▶ WORK TASK: Print every one of the records verbatim, omitting nothing.

▶ INPUT MATERIAL:

PR #834, opened 2022-10-10
backstage: add aria-label and role=status for screen readers

### LINKED ISSUE #537: o-forms: save/saving state not accessible to screen reader users - ID: DAC_Status_Message_04
# Issue
This is from page 116 of the [audit report](https://drive.google.com/file/d/17wq6b0CIX41RA4muBFDzUDxE0-qzHBIH/view)

Issue can be found on: <https://www.ft.com/__origami/service/build/v3/demo?component=o-forms@9.0.1&demo=radio-box&system_code=origami-repo-data&brand=master>

The radio buttons with the inline saved state may be problematic for screen reader users as the content which displays the ‘saved’ or ‘saving’ states has been added using CSS. As there is no text alternative, screen reader users would be unable to view the state of the buttons in the same way as a sighted user.

 
# Proposed Solution:
Ensure that there is an alternative available for screen reader users such as a status message. Further information can be found in [Using role=status to present status messages](https://www.w3.org/WAI/WCAG21/Techniques/aria/ARIA22).

akomiqaia:
closes #537

### DIFF
--- a/components/o-forms/demos/src/interactive-suffix.mustache
+++ b/components/o-forms/demos/src/interactive-suffix.mustache
@@ -1,12 +1,12 @@
 <form action="" data-o-component="o-forms">
-	<label class="o-forms-field" for="suffix">
+	<span class="o-forms-field">
 		<span class="o-forms-title">
-			<span class="o-forms-title__main">Text input with suffix</span>
+			<label for="suffix" class="o-forms-title__main">Text input with suffix</label>
 		</span>
 
 		<span class="o-forms-input o-forms-input--text o-forms-input--suffix">
 			<input id="suffix" type="text" name="text" value="" required>
-			<button class="o-buttons o-buttons--secondary o-buttons--big">Go</button>
+			<button class="o-buttons o-buttons--secondary o-buttons--big">Submit</button>
 		</span>
-	</label>
+	</span>
 </form>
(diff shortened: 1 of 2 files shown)


components/o-forms/README.md
```diff
@@ -295,7 +295,7 @@ For a box-like, rectangular radio button replace the `o-forms-input--radio-round
 
 Box radio buttons may also, optionally represent a negative choose by applying the `o-forms-input__label--negative` modifier class to its label. This is useful for a yes/no input.
 
-Loading states are also supported by box radio buttons. We recommend using [`o-forms` JavaScript](#javascript) to add states to an existing form. However to add a state manually add an additional `o-forms-input__state` element and a state modifier class to the `o-forms-input` element, `o-forms-input--saving` or `o-forms-input--saved`.
+Loading states are also supported by box radio buttons. We recommend using [`o-forms` JavaScript](#javascript) to add states to an existing form. However to add a state manually add an additional `o-forms-input__state` element and a state modifier class to the `o-forms-input` element, `o-forms-input--saving` or `o-forms-input--saved`. To make loading states accessible for screen readers we recommend adding `role=status` and `aria-label="[STATE]"` attributes.
```
notlee, line 298: It's not clear which element to add the role/aria-label's too. How about this?

```suggestion
Loading states are also supported by box radio buttons. We recommend using [`o-forms` JavaScript](#javascript) to add states to an existing form. However to add a state manually add an additional `o-forms-input__state` element with `role=status` and `aria-label="[STATE]"` attributes. In addition, add a state modifier class to the `o-forms-input` element, `o-forms-input--saving` or `o-forms-input--saved`. 
```

notlee (approved):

▶ RESULT:
PR #834, opened 2022-10-10
backstage: add aria-label and role=status for screen readers

### LINKED ISSUE #537: o-forms: save/saving state not accessible to screen reader users - ID: DAC_Status_Message_04
# Issue
This is from page 116 of the [audit report](https://drive.google.com/file/d/17wq6b0CIX41RA4muBFDzUDxE0-qzHBIH/view)

Issue can be found on: <https://www.ft.com/__origami/service/build/v3/demo?component=o-forms@9.0.1&demo=radio-box&system_code=origami-repo-data&brand=master>

The radio buttons with the inline saved state may be problematic for screen reader users as the content which displays the ‘saved’ or ‘saving’ states has been added using CSS. As there is no text alternative, screen reader users would be unable to view the state of the buttons in the same way as a sighted user.

 
# Proposed Solution:
Ensure that there is an alternative available for screen reader users such as a status message. Further information can be found in [Using role=status to present status messages](https://www.w3.org/WAI/WCAG21/Techniques/aria/ARIA22).

akomiqaia:
closes #537

### DIFF
--- a/components/o-forms/demos/src/interactive-suffix.mustache
+++ b/components/o-forms/demos/src/interactive-suffix.mustache
@@ -1,12 +1,12 @@
 <form action="" data-o-component="o-forms">
-	<label class="o-forms-field" for="suffix">
+	<span class="o-forms-field">
 		<span class="o-forms-title">
-			<span class="o-forms-title__main">Text input with suffix</span>
+			<label for="suffix" class="o-forms-title__main">Text input with suffix</label>
 		</span>
 
 		<span class="o-forms-input o-forms-input--text o-forms-input--suffix">
 			<input id="suffix" type="text" name="text" value="" required>
-			<button class="o-buttons o-buttons--secondary o-buttons--big">Go</button>
+			<button class="o-buttons o-buttons--secondary o-buttons--big">Submit</button>
 		</span>
-	</label>
+	</span>
 </form>
(diff shortened: 1 of 2 files shown)


components/o-forms/README.md
```diff
@@ -295,7 +295,7 @@ For a box-like, rectangular radio button replace the `o-forms-input--radio-round
 
 Box radio buttons may also, optionally represent a negative choose by applying the `o-forms-input__label--negative` modifier class to its label. This is useful for a yes/no input.
 
-Loading states are also supported by box radio buttons. We recommend using [`o-forms` JavaScript](#javascript) to add states to an existing form. However to add a state manually add an additional `o-forms-input__state` element and a state modifier class to the `o-forms-input` element, `o-forms-input--saving` or `o-forms-input--saved`.
+Loading states are also supported by box radio buttons. We recommend using [`o-forms` JavaScript](#javascript) to add states to an existing form. However to add a state manually add an additional `o-forms-input__state` element and a state modifier class to the `o-forms-input` element, `o-forms-input--saving` or `o-forms-input--saved`. To make loading states accessible for screen readers we recommend adding `role=status` and `aria-label="[STATE]"` attributes.
```
notlee, line 298: It's not clear which element to add the role/aria-label's too. How about this?

```suggestion
Loading states are also supported by box radio buttons. We recommend using [`o-forms` JavaScript](#javascript) to add states to an existing form. However to add a state manually add an additional `o-forms-input__state` element with `role=status` and `aria-label="[STATE]"` attributes. In addition, add a state modifier class to the `o-forms-input` element, `o-forms-input--saving` or `o-forms-input--saved`. 
```

notlee (approved):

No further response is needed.